* _ABOUT THIS TASK_:
Going line by line through the records below, count those containing the word "validation", then give only the count.

··· RECORDED INFORMATION

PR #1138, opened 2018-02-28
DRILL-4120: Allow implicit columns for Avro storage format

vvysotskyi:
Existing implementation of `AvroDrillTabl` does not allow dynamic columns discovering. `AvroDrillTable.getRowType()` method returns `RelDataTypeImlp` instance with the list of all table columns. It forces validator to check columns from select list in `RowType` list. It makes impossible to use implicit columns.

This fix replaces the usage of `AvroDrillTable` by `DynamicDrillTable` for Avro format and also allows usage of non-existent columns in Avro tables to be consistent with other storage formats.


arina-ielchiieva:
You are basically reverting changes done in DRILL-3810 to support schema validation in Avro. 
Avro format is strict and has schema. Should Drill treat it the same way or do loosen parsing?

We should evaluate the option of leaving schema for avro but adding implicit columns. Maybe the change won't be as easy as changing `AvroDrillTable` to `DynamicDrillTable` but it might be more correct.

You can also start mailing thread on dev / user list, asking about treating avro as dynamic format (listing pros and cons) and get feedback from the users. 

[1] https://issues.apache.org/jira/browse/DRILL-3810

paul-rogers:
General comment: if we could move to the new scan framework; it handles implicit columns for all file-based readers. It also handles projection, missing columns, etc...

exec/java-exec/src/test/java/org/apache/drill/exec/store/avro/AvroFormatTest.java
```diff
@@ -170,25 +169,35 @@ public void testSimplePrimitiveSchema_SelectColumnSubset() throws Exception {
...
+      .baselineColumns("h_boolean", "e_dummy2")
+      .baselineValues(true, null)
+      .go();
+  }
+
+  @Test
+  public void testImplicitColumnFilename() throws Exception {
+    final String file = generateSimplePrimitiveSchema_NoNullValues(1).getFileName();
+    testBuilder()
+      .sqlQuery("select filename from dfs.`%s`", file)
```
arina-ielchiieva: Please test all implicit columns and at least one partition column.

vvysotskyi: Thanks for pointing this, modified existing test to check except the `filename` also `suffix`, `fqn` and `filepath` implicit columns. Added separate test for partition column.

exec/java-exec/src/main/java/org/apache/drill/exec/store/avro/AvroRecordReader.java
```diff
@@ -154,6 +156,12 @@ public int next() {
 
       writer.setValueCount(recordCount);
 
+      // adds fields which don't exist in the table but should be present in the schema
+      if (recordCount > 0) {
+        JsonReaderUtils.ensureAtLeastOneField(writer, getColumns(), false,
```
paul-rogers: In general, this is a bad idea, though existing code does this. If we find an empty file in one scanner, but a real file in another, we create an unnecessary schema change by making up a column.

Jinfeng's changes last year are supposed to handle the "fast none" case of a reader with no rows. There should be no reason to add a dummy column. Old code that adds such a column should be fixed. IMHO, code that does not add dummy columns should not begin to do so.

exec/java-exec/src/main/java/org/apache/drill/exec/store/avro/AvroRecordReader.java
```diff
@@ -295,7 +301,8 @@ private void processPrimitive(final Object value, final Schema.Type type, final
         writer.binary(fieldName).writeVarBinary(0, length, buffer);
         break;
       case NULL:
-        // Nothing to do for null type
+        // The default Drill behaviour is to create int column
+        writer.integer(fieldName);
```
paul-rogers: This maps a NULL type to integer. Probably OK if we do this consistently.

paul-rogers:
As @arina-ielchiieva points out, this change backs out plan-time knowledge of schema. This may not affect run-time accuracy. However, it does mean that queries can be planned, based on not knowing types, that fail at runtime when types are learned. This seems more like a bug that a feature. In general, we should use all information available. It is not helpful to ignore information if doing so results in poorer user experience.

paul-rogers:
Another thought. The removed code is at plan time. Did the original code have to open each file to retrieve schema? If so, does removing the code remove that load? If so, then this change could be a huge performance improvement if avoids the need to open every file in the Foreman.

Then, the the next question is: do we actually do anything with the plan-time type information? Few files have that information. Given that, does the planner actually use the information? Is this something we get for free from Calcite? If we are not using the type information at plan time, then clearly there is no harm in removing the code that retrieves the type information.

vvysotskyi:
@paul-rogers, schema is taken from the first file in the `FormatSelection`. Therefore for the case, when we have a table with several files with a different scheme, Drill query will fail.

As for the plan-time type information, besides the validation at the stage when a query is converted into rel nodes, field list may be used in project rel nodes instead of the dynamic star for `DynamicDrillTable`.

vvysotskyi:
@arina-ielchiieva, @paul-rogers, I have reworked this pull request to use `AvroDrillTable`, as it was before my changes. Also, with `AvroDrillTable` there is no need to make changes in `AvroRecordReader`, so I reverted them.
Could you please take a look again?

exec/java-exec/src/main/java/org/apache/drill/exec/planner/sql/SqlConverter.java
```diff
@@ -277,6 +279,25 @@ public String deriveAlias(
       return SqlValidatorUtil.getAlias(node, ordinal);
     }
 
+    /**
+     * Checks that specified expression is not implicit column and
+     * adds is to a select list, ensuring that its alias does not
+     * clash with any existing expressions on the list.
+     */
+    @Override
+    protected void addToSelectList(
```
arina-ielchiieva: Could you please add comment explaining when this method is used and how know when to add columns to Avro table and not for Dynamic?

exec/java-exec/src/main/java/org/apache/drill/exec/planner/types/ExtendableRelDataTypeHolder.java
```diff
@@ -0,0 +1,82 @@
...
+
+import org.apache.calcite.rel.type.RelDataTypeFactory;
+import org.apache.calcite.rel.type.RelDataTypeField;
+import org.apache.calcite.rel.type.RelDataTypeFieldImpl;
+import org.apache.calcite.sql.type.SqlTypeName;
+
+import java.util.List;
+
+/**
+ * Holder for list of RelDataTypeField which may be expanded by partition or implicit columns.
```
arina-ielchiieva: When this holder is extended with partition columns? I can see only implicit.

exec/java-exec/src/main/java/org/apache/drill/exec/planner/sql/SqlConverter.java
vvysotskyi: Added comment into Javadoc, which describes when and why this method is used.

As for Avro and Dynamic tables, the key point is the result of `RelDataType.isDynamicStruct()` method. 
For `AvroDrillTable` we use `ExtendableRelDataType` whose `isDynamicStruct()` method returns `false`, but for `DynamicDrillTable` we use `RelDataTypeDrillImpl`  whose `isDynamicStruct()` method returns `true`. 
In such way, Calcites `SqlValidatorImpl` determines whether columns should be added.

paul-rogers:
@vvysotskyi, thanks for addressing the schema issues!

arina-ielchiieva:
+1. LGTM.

······

* _WRITTEN SOLUTION_:
2